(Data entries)
PR #1681, opened 2018-11-08
Add http to scheme of image-upload if not there

karmab:

Fixes #

**Release note**:

```release-note
automatically adds http to image uploader proxy url if not present
```

### DIFF
--- a/pkg/virtctl/imageupload/imageupload.go
+++ b/pkg/virtctl/imageupload/imageupload.go
@@ -23,6 +23,7 @@ import (
 	"crypto/tls"
 	"fmt"
 	"net/http"
+	"net/url"
 	"os"
 	"time"
 
@@ -171,7 +172,12 @@ func (c *command) run(cmd *cobra.Command, args []string) error {
 	if err != nil {
 		return err
 	}
-
+	u, err := url.Parse(uploadProxyURL)
+	if err != nil {
+		return err
+	} else if u.Scheme == "" {
+		uploadProxyURL = fmt.Sprintf("http://%s", uploadProxyURL)
+	}
 	fmt.Printf("Uploading data to %s\n", uploadProxyURL)
 
 	err = uploadData(uploadProxyURL, token, file, insecure)


pkg/virtctl/imageupload/imageupload.go
```diff
@@ -172,6 +172,9 @@ func (c *command) run(cmd *cobra.Command, args []string) error {
 		return err
 	}
 
+	if !strings.HasPrefix(uploadProxyURL, "http") {
+		uploadProxyURL = fmt.Printf("http://$%s", uploadProxyURL)
```
rmohr: Maybe dumb question, but wouldn't we want to sue `https` as default nowadays?

rmohr: ok, then let's go with `http`. Can you check for `http://`?

rmohr: Maybe you can do something like `url.Parse(str)` and then checke if the `Scheme` is set.

karmab: done

rmohr: Almost there. You will have to check if we see an error. For instance `htt@p://test` would fail and then we would try to access `u` which is `nil`.

karmab: right, addressed

pkg/virtctl/imageupload/imageupload.go
```diff
@@ -171,7 +171,12 @@ func (c *command) run(cmd *cobra.Command, args []string) error {
 	if err != nil {
 		return err
 	}
-
+	u, err := url.Parse(uploadProxyURL)
+	if err != nil {
+		return err
+	} else if u.Scheme == "" {
+		uploadProxyURL = fmt.Printf("http://$%s", uploadProxyURL)
```
rmohr: I guess that the `$` in `fmt.Printf` was not intentional?

karmab: indeed :) fixed

pkg/virtctl/imageupload/imageupload.go
```diff
@@ -171,7 +171,12 @@ func (c *command) run(cmd *cobra.Command, args []string) error {
 	if err != nil {
 		return err
 	}
-
+	u, err := url.Parse(uploadProxyURL)
+	if err != nil {
+		return err
+	} else if u.Scheme == "" {
+		uploadProxyURL = fmt.Printf("http://%s", uploadProxyURL)
```
rmohr: Also you want `fmt.Sprintf` :dagger:

rmohr:
@karmab could you run "make" and commit the difference, so that the code is formatted? Travis complains.

karmab:
> @karmab could you run "make" and commit the difference, so that the code is formatted? Travis complains.

done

— Work task —
Copy the records above, keeping each line identical.

— Finished task —
PR #1681, opened 2018-11-08
Add http to scheme of image-upload if not there

karmab:

Fixes #

**Release note**:

```release-note
automatically adds http to image uploader proxy url if not present
```

### DIFF
--- a/pkg/virtctl/imageupload/imageupload.go
+++ b/pkg/virtctl/imageupload/imageupload.go
@@ -23,6 +23,7 @@ import (
 	"crypto/tls"
 	"fmt"
 	"net/http"
+	"net/url"
 	"os"
 	"time"
 
@@ -171,7 +172,12 @@ func (c *command) run(cmd *cobra.Command, args []string) error {
 	if err != nil {
 		return err
 	}
-
+	u, err := url.Parse(uploadProxyURL)
+	if err != nil {
+		return err
+	} else if u.Scheme == "" {
+		uploadProxyURL = fmt.Sprintf("http://%s", uploadProxyURL)
+	}
 	fmt.Printf("Uploading data to %s\n", uploadProxyURL)
 
 	err = uploadData(uploadProxyURL, token, file, insecure)


pkg/virtctl/imageupload/imageupload.go
```diff
@@ -172,6 +172,9 @@ func (c *command) run(cmd *cobra.Command, args []string) error {
 		return err
 	}
 
+	if !strings.HasPrefix(uploadProxyURL, "http") {
+		uploadProxyURL = fmt.Printf("http://$%s", uploadProxyURL)
```
rmohr: Maybe dumb question, but wouldn't we want to sue `https` as default nowadays?

rmohr: ok, then let's go with `http`. Can you check for `http://`?

rmohr: Maybe you can do something like `url.Parse(str)` and then checke if the `Scheme` is set.

karmab: done

rmohr: Almost there. You will have to check if we see an error. For instance `htt@p://test` would fail and then we would try to access `u` which is `nil`.

karmab: right, addressed

pkg/virtctl/imageupload/imageupload.go
```diff
@@ -171,7 +171,12 @@ func (c *command) run(cmd *cobra.Command, args []string) error {
 	if err != nil {
 		return err
 	}
-
+	u, err := url.Parse(uploadProxyURL)
+	if err != nil {
+		return err
+	} else if u.Scheme == "" {
+		uploadProxyURL = fmt.Printf("http://$%s", uploadProxyURL)
```
rmohr: I guess that the `$` in `fmt.Printf` was not intentional?

karmab: indeed :) fixed

pkg/virtctl/imageupload/imageupload.go
```diff
@@ -171,7 +171,12 @@ func (c *command) run(cmd *cobra.Command, args []string) error {
 	if err != nil {
 		return err
 	}
-
+	u, err := url.Parse(uploadProxyURL)
+	if err != nil {
+		return err
+	} else if u.Scheme == "" {
+		uploadProxyURL = fmt.Printf("http://%s", uploadProxyURL)
```
rmohr: Also you want `fmt.Sprintf` :dagger:

rmohr:
@karmab could you run "make" and commit the difference, so that the code is formatted? Travis complains.

karmab:
> @karmab could you run "make" and commit the difference, so that the code is formatted? Travis complains.

done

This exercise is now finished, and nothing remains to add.